What is being asked →
Reply solely with the number of lines, in the records underneath, that include the word "assuming".

Stored items:
++++++

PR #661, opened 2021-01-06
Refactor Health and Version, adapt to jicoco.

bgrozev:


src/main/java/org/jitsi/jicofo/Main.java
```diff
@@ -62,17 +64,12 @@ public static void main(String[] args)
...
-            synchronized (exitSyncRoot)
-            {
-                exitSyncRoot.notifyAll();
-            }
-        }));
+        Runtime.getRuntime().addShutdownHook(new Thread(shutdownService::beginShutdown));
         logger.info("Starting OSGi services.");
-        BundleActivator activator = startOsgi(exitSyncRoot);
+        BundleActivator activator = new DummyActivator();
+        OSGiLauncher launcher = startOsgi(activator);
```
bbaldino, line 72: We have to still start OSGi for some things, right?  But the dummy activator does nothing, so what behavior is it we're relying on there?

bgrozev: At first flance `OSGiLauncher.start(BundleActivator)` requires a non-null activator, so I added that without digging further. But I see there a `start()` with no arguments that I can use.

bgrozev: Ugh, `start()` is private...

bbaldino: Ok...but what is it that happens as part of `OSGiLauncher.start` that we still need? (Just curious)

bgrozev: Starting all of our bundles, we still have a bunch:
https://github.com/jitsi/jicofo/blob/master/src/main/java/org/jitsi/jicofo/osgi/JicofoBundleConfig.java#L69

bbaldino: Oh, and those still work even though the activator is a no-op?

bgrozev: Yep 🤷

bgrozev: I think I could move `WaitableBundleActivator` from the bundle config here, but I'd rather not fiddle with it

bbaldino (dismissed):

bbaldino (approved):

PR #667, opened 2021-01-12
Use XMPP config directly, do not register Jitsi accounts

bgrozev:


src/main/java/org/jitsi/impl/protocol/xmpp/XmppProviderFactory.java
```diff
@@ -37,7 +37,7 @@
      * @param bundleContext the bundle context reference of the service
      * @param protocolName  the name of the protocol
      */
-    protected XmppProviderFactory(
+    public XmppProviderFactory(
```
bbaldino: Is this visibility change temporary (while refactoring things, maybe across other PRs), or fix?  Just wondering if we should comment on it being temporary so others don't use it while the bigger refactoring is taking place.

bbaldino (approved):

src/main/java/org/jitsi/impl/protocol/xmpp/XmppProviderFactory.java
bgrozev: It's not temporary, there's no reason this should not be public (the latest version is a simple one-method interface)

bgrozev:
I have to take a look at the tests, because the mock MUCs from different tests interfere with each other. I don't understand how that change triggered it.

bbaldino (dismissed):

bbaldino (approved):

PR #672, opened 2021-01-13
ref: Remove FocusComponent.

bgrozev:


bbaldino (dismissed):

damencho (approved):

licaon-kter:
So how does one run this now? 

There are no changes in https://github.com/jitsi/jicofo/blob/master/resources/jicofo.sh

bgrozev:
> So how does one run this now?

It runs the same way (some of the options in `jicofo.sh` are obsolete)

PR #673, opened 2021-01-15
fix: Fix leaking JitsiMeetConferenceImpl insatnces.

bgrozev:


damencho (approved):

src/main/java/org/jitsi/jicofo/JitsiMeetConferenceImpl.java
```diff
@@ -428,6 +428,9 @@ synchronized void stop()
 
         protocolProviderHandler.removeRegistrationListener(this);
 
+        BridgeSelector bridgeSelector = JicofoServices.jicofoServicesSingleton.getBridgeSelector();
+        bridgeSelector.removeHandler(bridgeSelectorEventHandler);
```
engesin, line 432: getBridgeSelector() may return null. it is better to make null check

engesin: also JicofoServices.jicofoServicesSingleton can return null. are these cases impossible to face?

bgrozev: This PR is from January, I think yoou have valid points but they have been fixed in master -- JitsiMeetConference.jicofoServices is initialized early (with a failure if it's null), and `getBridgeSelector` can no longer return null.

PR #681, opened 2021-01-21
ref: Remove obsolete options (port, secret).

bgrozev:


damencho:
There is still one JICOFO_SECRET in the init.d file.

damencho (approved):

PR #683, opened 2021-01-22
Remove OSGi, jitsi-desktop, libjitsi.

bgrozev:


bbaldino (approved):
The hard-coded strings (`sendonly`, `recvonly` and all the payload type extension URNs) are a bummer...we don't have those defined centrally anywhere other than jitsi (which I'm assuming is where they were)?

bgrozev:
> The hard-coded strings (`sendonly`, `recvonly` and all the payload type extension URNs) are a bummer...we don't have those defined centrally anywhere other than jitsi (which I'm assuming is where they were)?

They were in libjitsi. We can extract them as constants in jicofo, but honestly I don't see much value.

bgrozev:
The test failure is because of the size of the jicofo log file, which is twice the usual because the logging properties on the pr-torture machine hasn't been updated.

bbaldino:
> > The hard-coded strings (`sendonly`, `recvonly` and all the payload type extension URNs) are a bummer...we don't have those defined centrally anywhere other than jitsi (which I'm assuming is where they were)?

++++++

Response area →
3